Start of DATA PROVIDED

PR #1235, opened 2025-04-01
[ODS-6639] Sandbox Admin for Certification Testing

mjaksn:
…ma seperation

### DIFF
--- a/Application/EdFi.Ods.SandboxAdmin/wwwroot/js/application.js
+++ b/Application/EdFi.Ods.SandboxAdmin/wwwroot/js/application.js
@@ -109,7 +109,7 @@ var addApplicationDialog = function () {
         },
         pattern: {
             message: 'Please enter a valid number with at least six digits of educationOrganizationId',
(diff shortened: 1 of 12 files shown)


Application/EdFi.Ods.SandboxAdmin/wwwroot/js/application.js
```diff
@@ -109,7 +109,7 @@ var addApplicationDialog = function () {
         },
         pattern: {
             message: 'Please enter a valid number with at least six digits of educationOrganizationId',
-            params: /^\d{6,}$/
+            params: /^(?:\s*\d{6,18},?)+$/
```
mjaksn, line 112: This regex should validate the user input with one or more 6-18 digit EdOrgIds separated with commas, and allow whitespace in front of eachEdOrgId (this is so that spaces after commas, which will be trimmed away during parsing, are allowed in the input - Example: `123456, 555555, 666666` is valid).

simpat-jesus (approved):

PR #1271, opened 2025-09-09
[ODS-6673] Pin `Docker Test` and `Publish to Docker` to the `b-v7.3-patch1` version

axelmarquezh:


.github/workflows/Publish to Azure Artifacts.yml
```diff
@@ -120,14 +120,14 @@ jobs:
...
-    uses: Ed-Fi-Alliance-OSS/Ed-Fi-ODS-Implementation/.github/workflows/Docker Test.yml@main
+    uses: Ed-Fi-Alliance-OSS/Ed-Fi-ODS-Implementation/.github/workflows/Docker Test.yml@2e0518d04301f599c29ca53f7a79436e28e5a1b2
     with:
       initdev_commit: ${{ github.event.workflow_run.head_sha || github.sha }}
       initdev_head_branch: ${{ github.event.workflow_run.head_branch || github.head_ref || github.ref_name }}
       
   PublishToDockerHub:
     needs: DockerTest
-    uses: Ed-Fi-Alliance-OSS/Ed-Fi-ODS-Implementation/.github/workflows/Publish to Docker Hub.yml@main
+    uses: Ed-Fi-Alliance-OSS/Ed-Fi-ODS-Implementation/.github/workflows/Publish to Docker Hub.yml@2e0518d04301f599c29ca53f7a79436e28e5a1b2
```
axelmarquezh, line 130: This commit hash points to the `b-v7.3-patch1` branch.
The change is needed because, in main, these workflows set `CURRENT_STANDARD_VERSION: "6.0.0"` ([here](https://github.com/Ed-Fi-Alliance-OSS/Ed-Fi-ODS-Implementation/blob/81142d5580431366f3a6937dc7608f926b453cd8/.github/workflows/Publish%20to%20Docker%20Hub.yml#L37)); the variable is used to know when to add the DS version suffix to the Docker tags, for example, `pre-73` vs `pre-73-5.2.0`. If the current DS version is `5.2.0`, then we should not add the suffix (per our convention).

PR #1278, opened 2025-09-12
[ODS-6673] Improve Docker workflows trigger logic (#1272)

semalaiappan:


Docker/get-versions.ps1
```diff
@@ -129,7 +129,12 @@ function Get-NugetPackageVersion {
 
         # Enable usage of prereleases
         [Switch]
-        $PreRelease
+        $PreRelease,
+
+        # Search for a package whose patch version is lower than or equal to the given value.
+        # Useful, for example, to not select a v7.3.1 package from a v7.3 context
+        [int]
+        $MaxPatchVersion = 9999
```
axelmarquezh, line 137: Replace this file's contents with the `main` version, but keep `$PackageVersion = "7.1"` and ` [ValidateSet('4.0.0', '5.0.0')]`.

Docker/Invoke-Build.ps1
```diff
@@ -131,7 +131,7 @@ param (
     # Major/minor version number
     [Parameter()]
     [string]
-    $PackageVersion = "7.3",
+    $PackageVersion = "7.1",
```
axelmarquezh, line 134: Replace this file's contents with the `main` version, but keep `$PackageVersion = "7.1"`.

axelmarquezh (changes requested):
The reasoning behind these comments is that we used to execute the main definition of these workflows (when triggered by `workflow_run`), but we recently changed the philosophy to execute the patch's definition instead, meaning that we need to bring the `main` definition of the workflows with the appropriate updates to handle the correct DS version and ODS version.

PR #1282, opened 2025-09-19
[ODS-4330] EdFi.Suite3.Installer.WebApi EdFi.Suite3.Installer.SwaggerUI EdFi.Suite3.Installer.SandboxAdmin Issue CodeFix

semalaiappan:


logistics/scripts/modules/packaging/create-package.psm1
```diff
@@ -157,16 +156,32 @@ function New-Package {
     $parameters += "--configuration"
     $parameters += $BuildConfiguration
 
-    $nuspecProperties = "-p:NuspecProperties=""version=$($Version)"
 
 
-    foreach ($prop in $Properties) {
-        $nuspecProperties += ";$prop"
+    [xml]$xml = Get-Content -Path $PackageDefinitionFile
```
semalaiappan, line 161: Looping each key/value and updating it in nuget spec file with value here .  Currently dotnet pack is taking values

End of DATA PROVIDED
Start of DATA PROVIDED

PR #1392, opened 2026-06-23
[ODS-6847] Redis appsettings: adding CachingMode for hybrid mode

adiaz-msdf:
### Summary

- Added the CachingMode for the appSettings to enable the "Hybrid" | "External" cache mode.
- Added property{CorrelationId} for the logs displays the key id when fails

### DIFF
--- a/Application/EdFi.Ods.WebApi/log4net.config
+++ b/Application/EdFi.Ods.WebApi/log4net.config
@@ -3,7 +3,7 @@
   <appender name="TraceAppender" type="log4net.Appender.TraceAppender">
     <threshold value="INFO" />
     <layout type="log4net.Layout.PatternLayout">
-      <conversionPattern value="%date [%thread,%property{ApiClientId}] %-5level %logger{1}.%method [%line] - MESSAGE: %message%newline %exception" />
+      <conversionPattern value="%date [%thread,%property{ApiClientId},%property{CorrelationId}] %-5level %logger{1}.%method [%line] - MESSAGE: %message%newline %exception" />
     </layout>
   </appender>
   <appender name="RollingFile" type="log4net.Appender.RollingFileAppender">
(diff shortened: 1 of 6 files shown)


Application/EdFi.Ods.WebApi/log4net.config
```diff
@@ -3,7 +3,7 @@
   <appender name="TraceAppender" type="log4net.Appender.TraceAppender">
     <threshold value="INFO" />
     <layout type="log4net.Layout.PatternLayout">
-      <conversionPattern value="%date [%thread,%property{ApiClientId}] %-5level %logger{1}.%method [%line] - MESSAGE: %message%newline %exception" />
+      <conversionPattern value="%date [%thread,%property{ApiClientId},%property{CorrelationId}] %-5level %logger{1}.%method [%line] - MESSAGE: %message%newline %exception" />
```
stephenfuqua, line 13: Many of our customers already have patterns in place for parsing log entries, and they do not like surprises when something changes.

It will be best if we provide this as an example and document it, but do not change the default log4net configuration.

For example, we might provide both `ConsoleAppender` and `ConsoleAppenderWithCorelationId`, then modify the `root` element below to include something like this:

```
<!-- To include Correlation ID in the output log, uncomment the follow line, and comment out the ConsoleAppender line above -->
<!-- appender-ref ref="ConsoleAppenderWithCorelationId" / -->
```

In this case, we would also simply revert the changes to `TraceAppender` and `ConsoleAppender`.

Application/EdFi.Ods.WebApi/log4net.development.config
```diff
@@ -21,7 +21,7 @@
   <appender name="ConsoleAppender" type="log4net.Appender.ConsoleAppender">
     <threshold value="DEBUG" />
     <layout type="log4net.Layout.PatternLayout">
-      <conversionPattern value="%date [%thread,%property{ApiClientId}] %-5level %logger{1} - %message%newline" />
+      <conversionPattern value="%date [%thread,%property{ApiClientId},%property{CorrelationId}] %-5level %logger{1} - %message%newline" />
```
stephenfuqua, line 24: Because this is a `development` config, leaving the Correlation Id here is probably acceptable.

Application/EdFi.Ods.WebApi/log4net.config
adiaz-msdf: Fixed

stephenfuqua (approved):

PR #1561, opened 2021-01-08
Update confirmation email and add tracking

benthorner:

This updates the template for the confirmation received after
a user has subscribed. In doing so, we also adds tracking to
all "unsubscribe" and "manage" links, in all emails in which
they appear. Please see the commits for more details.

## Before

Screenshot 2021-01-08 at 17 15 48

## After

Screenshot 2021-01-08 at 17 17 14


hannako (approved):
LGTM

End of DATA PROVIDED
Start of DATA PROVIDED

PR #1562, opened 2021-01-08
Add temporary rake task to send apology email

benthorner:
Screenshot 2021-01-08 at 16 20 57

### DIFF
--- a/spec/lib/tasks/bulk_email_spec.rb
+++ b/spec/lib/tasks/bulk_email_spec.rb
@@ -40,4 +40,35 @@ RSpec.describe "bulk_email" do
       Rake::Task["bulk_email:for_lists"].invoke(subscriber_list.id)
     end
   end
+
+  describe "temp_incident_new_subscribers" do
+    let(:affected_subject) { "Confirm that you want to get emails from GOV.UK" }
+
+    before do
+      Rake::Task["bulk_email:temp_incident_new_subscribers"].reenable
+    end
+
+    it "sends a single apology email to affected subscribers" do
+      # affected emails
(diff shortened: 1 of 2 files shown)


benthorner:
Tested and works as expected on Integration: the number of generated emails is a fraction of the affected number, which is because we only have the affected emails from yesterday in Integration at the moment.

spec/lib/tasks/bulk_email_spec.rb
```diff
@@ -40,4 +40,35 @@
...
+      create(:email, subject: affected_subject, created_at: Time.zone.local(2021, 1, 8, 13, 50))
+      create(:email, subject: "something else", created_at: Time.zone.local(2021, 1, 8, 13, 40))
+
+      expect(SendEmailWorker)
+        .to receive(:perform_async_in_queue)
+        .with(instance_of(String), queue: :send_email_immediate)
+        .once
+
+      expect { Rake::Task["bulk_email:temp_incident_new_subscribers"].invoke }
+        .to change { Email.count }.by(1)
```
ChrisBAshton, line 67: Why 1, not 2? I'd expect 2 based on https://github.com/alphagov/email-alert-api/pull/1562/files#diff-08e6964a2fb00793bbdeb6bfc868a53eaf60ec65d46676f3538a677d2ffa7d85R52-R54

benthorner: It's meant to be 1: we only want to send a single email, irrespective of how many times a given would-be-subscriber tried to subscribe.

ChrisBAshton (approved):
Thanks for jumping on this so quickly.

End of DATA PROVIDED

WHAT IS EXPECTED: What lines of the data include the word "they"? Copy each of them.

EXPECTED ANSWER:
stephenfuqua, line 13: Many of our customers already have patterns in place for parsing log entries, and they do not like surprises when something changes.
they appear. Please see the commits for more details.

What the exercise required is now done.